Top of DATASET EXTRACT
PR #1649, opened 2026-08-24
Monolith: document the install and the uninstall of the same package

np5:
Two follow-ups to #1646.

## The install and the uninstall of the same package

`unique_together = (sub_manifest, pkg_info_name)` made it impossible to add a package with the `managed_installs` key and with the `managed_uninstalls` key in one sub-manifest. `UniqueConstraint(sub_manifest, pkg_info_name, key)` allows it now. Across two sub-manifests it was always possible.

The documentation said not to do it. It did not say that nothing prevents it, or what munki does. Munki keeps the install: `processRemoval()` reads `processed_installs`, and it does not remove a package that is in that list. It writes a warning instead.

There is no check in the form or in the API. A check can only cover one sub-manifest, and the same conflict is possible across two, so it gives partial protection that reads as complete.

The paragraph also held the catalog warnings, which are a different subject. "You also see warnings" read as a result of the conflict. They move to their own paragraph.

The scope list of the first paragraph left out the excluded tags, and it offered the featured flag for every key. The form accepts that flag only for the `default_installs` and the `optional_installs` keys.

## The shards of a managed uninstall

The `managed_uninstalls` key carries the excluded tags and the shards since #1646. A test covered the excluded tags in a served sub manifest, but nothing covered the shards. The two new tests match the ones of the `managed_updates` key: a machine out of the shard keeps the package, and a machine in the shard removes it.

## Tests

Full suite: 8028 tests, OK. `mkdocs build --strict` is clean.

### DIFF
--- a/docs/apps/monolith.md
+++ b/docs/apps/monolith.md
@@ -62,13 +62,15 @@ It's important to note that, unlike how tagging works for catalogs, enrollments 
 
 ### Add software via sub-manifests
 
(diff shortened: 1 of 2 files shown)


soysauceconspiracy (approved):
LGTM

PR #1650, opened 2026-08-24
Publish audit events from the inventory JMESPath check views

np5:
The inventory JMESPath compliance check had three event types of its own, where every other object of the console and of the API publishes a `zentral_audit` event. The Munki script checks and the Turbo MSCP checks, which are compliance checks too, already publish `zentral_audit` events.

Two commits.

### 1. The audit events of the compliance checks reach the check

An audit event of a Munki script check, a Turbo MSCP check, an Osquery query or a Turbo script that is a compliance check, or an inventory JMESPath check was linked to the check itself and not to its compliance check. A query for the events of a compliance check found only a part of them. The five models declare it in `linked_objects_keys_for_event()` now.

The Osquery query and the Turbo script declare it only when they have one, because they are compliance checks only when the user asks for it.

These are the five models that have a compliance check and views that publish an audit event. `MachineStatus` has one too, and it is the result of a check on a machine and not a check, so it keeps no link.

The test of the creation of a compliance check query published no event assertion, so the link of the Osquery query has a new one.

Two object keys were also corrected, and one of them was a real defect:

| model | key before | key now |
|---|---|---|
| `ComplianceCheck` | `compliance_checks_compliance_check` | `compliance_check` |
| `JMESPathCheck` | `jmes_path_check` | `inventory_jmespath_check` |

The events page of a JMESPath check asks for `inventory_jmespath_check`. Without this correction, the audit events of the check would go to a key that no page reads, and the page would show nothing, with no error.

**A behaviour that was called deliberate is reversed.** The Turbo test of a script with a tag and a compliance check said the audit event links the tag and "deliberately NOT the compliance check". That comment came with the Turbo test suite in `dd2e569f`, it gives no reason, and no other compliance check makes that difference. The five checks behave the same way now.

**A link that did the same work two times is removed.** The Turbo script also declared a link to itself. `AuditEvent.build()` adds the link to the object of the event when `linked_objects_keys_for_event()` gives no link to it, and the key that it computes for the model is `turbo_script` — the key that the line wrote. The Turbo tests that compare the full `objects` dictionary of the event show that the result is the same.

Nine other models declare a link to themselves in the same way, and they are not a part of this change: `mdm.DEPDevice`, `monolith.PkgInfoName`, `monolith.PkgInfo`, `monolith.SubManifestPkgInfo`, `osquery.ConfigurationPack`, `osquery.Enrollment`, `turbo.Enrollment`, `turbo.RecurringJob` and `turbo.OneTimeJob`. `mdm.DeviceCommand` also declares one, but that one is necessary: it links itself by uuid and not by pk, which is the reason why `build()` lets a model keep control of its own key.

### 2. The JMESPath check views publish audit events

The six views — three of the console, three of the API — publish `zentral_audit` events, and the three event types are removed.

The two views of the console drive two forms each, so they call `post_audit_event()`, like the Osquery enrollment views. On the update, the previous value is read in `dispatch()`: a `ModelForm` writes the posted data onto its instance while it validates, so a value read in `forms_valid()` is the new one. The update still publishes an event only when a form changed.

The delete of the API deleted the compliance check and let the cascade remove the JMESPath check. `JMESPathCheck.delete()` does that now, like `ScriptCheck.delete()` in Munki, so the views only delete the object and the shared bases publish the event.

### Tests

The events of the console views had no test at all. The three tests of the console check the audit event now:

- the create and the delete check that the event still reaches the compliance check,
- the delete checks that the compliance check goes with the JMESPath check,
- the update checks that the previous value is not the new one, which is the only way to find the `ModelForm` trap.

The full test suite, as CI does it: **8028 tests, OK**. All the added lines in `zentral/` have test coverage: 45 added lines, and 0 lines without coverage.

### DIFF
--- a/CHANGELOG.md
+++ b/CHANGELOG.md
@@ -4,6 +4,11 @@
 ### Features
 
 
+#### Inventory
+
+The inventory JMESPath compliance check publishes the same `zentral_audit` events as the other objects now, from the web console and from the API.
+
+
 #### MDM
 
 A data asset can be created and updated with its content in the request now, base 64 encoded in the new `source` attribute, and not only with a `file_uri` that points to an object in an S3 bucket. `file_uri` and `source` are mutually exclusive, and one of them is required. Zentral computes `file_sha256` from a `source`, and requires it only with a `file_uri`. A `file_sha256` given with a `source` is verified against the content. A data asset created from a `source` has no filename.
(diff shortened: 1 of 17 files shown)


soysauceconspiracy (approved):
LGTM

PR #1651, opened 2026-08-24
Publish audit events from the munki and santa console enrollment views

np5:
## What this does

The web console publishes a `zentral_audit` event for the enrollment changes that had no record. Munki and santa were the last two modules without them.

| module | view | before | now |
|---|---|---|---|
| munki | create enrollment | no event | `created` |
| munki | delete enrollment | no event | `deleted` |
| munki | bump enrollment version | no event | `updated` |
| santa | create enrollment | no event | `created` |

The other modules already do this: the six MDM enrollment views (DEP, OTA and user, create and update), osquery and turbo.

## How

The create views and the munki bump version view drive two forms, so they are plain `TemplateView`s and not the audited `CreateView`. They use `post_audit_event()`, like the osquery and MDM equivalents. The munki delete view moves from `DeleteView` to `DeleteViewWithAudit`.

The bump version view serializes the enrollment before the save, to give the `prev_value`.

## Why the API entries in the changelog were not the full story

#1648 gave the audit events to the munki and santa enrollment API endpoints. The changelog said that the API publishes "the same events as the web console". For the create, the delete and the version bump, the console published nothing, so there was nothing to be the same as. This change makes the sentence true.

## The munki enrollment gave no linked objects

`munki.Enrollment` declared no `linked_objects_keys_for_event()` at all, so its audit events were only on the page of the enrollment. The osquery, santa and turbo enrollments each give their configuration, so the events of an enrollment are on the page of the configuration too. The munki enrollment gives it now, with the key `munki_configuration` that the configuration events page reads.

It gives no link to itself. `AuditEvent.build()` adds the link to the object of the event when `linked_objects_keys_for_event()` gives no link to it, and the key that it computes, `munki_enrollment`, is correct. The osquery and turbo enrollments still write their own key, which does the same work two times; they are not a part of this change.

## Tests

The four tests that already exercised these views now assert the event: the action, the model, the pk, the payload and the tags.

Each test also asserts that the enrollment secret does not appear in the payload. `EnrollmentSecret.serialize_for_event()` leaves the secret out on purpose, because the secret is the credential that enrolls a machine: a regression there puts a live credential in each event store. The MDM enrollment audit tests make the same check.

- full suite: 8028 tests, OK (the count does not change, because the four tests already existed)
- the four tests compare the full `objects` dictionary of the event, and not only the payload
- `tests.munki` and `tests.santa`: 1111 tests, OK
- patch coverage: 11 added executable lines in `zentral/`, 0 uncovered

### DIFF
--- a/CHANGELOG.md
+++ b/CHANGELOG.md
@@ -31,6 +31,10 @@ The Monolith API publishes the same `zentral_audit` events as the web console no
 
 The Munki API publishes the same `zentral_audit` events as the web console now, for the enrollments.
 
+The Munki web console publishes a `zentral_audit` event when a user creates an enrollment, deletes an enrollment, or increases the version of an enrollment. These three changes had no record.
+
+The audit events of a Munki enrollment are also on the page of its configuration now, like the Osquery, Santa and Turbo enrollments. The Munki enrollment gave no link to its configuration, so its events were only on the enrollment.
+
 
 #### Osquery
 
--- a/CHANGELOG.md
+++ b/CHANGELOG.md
Bottom of DATASET EXTRACT
ACTIVITY
Find and copy each line above that includes the string "files".

TASK OUTPUT
(diff shortened: 1 of 2 files shown)
(diff shortened: 1 of 17 files shown)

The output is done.